# Collected data entries
========

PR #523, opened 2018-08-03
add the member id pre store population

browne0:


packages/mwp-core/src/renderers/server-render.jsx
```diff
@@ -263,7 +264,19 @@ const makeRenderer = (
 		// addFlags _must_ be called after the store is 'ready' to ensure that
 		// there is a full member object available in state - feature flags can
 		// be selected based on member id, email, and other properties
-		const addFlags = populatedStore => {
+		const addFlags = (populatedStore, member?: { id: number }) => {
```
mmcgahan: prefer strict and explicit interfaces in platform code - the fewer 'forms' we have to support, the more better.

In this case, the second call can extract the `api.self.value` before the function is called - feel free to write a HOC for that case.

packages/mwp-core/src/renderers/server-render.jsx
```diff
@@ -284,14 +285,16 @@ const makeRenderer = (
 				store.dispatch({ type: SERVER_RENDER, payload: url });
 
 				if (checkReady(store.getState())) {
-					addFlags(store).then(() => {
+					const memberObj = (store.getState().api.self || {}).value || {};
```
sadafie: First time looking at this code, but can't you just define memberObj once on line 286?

========

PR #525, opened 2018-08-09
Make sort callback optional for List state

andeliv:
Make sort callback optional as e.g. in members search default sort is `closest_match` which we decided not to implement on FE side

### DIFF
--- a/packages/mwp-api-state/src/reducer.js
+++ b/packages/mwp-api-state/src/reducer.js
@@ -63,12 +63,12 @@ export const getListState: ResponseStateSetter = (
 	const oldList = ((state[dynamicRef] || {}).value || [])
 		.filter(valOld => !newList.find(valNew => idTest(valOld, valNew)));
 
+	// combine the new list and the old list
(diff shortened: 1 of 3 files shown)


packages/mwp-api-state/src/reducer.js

========

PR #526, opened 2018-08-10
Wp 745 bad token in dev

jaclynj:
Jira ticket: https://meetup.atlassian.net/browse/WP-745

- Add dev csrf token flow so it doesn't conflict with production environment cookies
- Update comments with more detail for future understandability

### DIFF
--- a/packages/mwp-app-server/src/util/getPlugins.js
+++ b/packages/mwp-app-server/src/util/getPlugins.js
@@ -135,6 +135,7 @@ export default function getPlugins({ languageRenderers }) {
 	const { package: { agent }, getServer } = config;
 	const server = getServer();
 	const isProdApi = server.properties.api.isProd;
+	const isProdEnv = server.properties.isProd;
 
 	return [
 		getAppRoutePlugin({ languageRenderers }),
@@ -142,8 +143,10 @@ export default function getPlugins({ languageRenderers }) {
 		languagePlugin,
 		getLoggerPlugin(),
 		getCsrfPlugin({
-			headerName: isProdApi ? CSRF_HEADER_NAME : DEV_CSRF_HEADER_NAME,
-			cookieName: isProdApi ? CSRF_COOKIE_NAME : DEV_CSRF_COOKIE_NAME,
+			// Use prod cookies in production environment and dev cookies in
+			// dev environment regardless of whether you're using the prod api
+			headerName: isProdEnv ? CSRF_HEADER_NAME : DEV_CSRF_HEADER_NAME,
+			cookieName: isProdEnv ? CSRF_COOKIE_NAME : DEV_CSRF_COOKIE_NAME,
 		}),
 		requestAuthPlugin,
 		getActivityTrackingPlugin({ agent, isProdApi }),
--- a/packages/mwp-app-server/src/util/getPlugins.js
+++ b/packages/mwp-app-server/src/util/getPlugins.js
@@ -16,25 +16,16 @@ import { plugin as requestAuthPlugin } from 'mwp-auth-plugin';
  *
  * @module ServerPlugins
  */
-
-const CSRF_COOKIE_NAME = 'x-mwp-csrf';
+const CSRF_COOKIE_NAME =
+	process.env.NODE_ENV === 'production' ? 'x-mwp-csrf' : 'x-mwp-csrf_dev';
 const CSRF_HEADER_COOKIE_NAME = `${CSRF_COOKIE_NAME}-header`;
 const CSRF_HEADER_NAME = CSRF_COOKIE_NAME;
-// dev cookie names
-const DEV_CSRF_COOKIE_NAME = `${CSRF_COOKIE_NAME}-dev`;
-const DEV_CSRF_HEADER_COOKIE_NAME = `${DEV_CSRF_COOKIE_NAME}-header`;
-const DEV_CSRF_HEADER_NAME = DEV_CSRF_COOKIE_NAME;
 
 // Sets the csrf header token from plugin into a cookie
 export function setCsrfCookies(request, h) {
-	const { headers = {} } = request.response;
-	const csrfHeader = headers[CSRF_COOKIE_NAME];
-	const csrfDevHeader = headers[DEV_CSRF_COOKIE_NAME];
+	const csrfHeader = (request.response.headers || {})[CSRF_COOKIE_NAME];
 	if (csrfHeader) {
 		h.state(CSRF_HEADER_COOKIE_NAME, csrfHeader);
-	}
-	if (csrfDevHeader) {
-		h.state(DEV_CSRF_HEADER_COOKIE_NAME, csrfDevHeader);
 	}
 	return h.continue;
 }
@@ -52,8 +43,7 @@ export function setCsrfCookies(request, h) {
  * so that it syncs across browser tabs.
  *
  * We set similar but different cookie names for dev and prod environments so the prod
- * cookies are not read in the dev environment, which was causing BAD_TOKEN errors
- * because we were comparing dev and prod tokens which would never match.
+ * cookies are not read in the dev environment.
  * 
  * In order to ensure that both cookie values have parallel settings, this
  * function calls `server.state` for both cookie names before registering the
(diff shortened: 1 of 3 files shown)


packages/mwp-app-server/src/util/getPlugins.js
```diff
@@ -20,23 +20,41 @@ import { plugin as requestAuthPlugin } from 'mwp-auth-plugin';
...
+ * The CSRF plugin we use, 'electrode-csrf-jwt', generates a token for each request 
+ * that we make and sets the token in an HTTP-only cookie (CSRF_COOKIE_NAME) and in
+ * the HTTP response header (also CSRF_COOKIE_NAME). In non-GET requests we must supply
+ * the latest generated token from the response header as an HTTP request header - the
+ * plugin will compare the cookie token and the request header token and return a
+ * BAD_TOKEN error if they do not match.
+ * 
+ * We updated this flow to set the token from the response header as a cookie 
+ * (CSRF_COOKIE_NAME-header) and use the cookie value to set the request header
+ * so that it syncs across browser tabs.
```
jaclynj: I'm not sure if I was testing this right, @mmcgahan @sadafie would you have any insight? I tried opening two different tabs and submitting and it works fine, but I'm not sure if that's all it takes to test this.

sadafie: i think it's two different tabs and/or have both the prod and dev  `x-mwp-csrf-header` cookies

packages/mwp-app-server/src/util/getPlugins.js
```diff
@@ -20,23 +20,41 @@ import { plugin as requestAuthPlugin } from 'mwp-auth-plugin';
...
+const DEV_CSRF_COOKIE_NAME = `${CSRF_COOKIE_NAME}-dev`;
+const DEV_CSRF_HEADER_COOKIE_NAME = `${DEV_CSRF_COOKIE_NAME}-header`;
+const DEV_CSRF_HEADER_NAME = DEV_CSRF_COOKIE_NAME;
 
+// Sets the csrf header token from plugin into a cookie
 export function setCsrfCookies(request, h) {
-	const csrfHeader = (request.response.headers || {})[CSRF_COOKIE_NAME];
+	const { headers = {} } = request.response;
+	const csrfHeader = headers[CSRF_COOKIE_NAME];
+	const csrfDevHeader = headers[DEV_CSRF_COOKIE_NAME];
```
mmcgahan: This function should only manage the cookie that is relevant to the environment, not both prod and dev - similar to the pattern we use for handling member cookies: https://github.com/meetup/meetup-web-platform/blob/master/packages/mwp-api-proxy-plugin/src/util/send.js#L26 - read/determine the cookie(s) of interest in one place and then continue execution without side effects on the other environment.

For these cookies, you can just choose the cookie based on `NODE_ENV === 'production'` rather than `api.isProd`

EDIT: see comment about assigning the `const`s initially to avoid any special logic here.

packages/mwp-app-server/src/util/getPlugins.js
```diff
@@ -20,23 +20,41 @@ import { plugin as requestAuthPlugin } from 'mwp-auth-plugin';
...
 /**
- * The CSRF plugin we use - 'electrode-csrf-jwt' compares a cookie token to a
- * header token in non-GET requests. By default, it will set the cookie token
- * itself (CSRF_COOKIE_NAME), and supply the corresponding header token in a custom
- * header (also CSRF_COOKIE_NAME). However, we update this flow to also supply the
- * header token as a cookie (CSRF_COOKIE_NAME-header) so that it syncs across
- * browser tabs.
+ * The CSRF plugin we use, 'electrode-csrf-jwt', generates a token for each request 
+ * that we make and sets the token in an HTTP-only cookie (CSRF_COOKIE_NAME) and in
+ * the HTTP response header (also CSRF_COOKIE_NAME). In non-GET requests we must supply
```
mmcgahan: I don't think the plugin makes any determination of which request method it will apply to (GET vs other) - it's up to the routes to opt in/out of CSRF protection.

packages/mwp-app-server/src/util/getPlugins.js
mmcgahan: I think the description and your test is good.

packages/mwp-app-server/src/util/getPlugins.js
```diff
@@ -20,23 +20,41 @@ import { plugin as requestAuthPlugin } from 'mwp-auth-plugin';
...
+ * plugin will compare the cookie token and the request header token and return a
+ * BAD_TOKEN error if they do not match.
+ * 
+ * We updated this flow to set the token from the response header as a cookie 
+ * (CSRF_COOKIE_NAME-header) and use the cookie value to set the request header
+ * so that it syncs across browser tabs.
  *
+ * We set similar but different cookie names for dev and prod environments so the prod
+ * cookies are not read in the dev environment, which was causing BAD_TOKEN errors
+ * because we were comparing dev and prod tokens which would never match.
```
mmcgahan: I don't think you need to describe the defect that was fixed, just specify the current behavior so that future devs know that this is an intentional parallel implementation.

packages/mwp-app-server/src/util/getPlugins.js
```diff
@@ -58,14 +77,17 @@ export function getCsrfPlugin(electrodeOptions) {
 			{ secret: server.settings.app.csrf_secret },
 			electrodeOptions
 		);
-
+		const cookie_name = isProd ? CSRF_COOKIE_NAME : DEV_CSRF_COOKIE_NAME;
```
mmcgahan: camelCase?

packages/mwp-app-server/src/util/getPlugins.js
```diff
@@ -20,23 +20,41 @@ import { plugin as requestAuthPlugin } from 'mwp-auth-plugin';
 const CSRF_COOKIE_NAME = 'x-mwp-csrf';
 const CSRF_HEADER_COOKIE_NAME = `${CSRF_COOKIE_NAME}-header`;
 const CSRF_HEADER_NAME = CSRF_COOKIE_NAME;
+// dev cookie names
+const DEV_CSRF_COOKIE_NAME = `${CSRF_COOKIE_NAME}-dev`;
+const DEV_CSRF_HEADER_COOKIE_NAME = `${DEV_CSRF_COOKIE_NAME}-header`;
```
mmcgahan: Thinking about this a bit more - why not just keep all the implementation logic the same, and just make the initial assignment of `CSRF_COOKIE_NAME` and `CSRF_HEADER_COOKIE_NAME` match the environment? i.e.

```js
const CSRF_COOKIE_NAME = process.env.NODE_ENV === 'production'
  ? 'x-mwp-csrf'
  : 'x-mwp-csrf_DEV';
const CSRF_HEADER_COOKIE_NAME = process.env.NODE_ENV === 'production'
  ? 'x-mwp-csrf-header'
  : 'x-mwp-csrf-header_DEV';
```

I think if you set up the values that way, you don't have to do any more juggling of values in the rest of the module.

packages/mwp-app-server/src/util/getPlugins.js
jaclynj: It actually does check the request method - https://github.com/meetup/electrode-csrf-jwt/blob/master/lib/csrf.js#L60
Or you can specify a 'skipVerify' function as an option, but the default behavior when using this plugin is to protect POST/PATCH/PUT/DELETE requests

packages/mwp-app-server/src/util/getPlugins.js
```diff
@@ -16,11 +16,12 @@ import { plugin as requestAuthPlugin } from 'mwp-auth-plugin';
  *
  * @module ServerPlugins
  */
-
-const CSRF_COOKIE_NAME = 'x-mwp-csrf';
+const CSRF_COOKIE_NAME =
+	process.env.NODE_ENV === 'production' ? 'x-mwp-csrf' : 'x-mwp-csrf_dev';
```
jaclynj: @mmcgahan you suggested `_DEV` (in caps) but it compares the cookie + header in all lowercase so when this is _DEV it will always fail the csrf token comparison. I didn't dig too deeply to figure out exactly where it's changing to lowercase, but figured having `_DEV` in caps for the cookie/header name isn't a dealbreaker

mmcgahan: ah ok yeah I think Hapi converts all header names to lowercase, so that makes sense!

========

# Work to be completed
Give only the lines from the one holding "PR #523, opened 2018-08-03" through the one holding "sadafie: First time", each restated exactly as it appears above.

# Exercise answer
PR #523, opened 2018-08-03
add the member id pre store population

browne0:


packages/mwp-core/src/renderers/server-render.jsx
```diff
@@ -263,7 +264,19 @@ const makeRenderer = (
 		// addFlags _must_ be called after the store is 'ready' to ensure that
 		// there is a full member object available in state - feature flags can
 		// be selected based on member id, email, and other properties
-		const addFlags = populatedStore => {
+		const addFlags = (populatedStore, member?: { id: number }) => {
```
mmcgahan: prefer strict and explicit interfaces in platform code - the fewer 'forms' we have to support, the more better.

In this case, the second call can extract the `api.self.value` before the function is called - feel free to write a HOC for that case.

packages/mwp-core/src/renderers/server-render.jsx
```diff
@@ -284,14 +285,16 @@ const makeRenderer = (
 				store.dispatch({ type: SERVER_RENDER, payload: url });
 
 				if (checkReady(store.getState())) {
-					addFlags(store).then(() => {
+					const memberObj = (store.getState().api.self || {}).value || {};
```
sadafie: First time looking at this code, but can't you just define memberObj once on line 286?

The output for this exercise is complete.